- **Input material**
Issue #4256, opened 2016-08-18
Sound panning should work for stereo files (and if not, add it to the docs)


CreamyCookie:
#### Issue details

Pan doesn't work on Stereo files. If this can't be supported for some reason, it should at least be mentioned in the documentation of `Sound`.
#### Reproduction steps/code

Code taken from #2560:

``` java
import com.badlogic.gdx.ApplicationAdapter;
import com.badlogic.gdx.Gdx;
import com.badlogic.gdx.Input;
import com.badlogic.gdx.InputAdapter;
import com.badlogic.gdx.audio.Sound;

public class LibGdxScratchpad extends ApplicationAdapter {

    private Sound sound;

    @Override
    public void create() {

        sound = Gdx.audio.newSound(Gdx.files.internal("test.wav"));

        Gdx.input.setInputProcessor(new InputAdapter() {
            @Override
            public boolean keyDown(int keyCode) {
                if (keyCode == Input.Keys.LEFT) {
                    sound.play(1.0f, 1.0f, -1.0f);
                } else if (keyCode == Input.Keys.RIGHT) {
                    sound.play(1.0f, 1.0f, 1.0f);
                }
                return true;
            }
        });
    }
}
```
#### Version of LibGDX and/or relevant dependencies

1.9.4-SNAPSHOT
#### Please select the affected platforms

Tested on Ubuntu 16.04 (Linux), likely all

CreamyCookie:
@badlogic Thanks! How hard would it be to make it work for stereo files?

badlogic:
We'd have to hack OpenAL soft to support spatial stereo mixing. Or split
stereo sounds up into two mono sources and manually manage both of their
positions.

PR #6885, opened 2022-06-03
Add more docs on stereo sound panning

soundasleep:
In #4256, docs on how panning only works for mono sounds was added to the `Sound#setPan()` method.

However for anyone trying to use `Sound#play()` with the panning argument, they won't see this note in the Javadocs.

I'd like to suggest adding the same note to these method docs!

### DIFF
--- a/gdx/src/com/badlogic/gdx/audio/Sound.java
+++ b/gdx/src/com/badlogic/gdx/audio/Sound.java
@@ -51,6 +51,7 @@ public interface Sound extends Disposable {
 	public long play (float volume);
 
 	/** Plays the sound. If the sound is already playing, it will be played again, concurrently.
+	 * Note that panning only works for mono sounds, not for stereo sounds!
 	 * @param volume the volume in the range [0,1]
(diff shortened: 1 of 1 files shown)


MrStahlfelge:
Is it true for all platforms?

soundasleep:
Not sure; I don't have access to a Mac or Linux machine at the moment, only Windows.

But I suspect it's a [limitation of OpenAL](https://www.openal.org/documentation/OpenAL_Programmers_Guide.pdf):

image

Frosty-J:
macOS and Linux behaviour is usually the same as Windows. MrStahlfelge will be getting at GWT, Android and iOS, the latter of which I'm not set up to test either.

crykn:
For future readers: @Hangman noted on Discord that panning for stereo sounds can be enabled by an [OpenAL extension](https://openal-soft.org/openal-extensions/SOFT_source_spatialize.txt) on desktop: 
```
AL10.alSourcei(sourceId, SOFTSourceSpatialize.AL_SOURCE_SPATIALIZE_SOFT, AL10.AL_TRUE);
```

- **Work request**
The full listing above is to be retyped exactly.

- **Final answer**
Issue #4256, opened 2016-08-18
Sound panning should work for stereo files (and if not, add it to the docs)


CreamyCookie:
#### Issue details

Pan doesn't work on Stereo files. If this can't be supported for some reason, it should at least be mentioned in the documentation of `Sound`.
#### Reproduction steps/code

Code taken from #2560:

``` java
import com.badlogic.gdx.ApplicationAdapter;
import com.badlogic.gdx.Gdx;
import com.badlogic.gdx.Input;
import com.badlogic.gdx.InputAdapter;
import com.badlogic.gdx.audio.Sound;

public class LibGdxScratchpad extends ApplicationAdapter {

    private Sound sound;

    @Override
    public void create() {

        sound = Gdx.audio.newSound(Gdx.files.internal("test.wav"));

        Gdx.input.setInputProcessor(new InputAdapter() {
            @Override
            public boolean keyDown(int keyCode) {
                if (keyCode == Input.Keys.LEFT) {
                    sound.play(1.0f, 1.0f, -1.0f);
                } else if (keyCode == Input.Keys.RIGHT) {
                    sound.play(1.0f, 1.0f, 1.0f);
                }
                return true;
            }
        });
    }
}
```
#### Version of LibGDX and/or relevant dependencies

1.9.4-SNAPSHOT
#### Please select the affected platforms

Tested on Ubuntu 16.04 (Linux), likely all

CreamyCookie:
@badlogic Thanks! How hard would it be to make it work for stereo files?

badlogic:
We'd have to hack OpenAL soft to support spatial stereo mixing. Or split
stereo sounds up into two mono sources and manually manage both of their
positions.

PR #6885, opened 2022-06-03
Add more docs on stereo sound panning

soundasleep:
In #4256, docs on how panning only works for mono sounds was added to the `Sound#setPan()` method.

However for anyone trying to use `Sound#play()` with the panning argument, they won't see this note in the Javadocs.

I'd like to suggest adding the same note to these method docs!

### DIFF
--- a/gdx/src/com/badlogic/gdx/audio/Sound.java
+++ b/gdx/src/com/badlogic/gdx/audio/Sound.java
@@ -51,6 +51,7 @@ public interface Sound extends Disposable {
 	public long play (float volume);
 
 	/** Plays the sound. If the sound is already playing, it will be played again, concurrently.
+	 * Note that panning only works for mono sounds, not for stereo sounds!
 	 * @param volume the volume in the range [0,1]
(diff shortened: 1 of 1 files shown)


MrStahlfelge:
Is it true for all platforms?

soundasleep:
Not sure; I don't have access to a Mac or Linux machine at the moment, only Windows.

But I suspect it's a [limitation of OpenAL](https://www.openal.org/documentation/OpenAL_Programmers_Guide.pdf):

image

Frosty-J:
macOS and Linux behaviour is usually the same as Windows. MrStahlfelge will be getting at GWT, Android and iOS, the latter of which I'm not set up to test either.

crykn:
For future readers: @Hangman noted on Discord that panning for stereo sounds can be enabled by an [OpenAL extension](https://openal-soft.org/openal-extensions/SOFT_source_spatialize.txt) on desktop: 
```
AL10.alSourcei(sourceId, SOFTSourceSpatialize.AL_SOURCE_SPATIALIZE_SOFT, AL10.AL_TRUE);
```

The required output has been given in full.